• [What the task asks]:
Check the records below line by line, and report how many lines include the string "stay". No other words are needed.
*** Begin section ***
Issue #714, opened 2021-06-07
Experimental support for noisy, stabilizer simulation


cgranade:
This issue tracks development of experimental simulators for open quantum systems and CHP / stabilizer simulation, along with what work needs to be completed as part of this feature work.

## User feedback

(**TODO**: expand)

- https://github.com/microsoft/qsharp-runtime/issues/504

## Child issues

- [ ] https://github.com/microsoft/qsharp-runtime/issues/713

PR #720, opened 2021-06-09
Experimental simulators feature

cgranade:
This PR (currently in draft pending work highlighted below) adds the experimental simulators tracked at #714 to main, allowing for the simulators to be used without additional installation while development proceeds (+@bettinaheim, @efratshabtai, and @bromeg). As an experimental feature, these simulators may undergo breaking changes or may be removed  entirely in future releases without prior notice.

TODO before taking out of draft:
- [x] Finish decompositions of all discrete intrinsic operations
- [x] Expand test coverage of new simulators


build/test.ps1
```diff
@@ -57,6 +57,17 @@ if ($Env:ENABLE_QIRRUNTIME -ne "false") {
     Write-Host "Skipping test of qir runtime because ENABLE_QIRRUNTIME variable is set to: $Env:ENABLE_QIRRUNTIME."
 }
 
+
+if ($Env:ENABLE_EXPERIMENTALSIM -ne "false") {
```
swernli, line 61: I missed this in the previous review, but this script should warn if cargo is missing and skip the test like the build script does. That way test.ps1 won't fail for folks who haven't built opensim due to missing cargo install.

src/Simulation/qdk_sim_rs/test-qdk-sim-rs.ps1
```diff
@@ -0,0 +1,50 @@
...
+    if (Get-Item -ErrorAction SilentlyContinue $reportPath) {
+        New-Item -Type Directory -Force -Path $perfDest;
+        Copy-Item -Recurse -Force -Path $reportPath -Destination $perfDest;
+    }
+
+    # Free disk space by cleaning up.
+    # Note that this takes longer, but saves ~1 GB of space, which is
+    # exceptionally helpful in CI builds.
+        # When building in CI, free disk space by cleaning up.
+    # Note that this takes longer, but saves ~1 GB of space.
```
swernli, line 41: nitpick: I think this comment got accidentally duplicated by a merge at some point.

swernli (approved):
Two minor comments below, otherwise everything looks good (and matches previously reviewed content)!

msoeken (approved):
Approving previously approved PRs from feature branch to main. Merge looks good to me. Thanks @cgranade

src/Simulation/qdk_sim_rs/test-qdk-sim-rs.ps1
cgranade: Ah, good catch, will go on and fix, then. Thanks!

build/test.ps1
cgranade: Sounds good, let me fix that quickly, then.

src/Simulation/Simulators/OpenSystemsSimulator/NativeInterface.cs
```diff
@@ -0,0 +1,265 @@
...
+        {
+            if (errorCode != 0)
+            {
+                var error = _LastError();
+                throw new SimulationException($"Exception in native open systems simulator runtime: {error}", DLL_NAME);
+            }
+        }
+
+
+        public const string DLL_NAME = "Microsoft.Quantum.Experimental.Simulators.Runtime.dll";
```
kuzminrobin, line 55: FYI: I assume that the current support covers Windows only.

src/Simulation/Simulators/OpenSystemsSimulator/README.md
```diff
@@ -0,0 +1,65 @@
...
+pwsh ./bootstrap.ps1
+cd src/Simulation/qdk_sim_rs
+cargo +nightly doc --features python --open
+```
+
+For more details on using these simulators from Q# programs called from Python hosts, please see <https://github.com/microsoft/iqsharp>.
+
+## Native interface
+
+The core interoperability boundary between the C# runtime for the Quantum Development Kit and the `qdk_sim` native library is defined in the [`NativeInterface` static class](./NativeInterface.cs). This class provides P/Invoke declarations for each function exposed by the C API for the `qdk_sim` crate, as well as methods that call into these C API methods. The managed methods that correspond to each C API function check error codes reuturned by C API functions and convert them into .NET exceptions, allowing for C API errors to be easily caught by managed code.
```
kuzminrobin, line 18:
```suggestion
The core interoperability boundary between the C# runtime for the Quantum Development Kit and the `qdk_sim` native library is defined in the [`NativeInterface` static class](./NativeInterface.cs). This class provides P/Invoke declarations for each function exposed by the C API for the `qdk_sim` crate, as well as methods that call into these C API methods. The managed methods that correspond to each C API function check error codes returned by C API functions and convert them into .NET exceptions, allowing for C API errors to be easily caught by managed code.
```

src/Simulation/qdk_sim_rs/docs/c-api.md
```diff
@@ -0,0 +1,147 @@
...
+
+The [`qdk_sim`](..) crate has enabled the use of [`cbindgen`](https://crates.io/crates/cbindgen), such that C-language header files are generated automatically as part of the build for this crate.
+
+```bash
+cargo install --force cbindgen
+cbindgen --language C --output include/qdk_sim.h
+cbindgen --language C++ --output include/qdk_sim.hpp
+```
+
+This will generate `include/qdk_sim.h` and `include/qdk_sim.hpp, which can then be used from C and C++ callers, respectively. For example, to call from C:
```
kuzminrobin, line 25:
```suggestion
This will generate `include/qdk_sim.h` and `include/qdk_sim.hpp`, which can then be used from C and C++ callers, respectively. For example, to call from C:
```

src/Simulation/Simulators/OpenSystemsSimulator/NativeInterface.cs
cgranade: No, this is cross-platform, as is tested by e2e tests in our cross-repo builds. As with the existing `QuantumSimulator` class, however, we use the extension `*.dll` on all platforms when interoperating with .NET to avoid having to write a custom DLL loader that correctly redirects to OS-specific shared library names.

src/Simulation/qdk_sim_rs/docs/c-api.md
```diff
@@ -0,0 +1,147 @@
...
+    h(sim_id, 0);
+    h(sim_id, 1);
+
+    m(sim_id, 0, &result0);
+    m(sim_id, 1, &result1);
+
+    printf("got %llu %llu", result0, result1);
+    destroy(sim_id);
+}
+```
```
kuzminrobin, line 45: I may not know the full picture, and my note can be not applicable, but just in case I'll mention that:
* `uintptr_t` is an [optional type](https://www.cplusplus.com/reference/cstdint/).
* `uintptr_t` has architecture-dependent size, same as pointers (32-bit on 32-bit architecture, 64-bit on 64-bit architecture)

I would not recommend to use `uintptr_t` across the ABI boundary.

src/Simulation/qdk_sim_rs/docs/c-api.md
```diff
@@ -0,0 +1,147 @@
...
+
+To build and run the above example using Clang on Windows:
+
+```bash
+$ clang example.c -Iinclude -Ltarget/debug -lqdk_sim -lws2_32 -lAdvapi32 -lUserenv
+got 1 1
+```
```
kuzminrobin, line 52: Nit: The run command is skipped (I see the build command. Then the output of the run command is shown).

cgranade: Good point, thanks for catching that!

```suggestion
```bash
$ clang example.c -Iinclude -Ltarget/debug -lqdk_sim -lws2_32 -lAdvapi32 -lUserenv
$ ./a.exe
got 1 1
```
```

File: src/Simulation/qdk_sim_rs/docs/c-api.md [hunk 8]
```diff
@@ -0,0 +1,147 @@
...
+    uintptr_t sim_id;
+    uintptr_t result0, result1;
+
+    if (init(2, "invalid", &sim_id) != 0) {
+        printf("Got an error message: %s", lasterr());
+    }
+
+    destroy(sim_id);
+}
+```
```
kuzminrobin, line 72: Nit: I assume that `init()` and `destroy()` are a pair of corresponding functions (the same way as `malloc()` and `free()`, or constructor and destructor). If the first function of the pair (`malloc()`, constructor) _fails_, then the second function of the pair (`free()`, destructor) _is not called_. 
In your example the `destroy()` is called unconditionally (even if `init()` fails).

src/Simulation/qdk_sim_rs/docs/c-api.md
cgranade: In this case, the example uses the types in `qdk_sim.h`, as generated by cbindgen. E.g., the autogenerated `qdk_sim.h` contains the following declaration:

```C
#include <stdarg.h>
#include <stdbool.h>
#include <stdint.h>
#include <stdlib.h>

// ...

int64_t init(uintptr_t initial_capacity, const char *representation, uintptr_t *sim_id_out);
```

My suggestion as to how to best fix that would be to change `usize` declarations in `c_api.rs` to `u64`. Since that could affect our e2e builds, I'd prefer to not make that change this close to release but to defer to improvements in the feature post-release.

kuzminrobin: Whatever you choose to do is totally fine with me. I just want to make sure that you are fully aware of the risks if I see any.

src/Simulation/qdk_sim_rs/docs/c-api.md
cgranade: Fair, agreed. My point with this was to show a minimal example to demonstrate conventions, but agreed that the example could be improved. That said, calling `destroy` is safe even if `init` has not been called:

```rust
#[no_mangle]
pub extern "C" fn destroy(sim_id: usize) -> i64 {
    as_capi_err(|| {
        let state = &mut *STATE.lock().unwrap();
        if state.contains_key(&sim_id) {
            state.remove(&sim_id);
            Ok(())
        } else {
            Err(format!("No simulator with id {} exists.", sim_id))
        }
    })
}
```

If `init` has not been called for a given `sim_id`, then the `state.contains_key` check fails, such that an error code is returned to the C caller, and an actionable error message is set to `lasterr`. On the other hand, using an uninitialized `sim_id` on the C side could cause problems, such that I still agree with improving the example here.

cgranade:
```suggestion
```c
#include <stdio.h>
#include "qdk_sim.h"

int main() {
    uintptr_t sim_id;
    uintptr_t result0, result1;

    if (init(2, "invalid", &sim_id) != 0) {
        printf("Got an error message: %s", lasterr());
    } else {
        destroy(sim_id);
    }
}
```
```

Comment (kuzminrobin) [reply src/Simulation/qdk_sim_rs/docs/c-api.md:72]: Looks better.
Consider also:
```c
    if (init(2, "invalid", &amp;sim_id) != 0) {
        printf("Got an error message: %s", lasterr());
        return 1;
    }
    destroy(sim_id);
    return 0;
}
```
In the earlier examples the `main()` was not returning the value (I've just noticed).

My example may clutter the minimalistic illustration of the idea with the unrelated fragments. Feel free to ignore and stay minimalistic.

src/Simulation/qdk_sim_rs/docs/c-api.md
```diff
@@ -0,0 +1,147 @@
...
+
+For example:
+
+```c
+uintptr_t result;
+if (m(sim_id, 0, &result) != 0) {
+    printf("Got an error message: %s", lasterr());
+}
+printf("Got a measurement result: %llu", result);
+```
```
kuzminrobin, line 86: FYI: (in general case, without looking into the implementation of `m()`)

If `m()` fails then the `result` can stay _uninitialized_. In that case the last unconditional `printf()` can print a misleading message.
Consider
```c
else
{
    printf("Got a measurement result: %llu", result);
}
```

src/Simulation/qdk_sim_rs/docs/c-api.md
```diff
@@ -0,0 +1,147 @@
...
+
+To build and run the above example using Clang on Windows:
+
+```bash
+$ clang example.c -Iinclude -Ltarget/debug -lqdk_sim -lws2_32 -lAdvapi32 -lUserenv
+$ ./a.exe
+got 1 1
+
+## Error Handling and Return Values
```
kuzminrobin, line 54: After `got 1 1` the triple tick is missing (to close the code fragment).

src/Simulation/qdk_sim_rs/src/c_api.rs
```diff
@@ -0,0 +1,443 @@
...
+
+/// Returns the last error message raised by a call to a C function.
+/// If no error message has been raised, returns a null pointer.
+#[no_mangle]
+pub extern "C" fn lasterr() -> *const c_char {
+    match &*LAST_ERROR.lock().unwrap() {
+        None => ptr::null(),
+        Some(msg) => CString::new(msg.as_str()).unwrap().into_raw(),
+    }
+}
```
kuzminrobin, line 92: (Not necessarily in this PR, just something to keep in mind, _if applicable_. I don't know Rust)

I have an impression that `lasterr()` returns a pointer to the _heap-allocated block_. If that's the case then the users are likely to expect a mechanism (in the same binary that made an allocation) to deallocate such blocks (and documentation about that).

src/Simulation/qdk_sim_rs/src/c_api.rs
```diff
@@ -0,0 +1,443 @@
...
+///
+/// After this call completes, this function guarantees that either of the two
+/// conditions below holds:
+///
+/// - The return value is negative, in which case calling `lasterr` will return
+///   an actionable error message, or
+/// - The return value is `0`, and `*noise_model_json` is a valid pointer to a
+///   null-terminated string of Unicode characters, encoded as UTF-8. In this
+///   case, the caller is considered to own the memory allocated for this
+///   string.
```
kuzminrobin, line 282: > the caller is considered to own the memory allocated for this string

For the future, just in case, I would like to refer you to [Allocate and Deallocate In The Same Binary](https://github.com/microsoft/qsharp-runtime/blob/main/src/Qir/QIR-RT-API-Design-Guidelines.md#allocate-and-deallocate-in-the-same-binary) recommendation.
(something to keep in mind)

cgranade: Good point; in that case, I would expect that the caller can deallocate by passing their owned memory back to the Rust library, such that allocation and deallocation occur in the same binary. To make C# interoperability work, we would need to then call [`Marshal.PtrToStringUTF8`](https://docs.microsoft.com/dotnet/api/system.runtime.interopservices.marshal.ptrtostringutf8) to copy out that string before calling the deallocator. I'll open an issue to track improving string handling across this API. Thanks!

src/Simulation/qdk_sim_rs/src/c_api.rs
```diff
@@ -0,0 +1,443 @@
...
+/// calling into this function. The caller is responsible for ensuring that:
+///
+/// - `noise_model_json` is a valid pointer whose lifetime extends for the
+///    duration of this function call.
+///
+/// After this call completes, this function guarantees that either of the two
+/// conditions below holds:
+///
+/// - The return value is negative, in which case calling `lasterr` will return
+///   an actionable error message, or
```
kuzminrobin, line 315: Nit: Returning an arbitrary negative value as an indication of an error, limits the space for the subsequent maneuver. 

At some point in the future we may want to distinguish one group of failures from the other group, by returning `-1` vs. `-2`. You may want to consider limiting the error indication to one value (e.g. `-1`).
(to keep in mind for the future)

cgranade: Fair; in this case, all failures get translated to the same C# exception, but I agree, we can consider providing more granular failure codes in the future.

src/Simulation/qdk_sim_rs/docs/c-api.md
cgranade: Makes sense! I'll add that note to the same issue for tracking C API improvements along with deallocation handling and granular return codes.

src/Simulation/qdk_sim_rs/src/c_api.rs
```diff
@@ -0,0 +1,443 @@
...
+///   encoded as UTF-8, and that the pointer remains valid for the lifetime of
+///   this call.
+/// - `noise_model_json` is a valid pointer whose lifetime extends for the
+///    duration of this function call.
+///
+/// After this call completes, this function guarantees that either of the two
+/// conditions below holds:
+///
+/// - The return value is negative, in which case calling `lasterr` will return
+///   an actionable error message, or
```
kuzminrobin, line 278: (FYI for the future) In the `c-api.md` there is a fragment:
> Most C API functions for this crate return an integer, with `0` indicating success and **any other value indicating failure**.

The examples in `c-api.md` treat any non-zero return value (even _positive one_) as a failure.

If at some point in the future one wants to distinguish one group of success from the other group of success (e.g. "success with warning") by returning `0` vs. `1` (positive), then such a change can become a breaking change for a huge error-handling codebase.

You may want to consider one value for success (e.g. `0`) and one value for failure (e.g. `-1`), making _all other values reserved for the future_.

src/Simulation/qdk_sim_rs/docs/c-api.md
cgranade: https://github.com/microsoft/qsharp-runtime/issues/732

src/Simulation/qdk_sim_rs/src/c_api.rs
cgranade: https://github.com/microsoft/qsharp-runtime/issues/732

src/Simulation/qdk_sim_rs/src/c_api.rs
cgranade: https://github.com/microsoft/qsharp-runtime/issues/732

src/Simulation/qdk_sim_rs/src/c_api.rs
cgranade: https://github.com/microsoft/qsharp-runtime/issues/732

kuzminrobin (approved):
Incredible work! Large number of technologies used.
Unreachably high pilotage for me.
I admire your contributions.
*** End section ***
• [Task result]:
2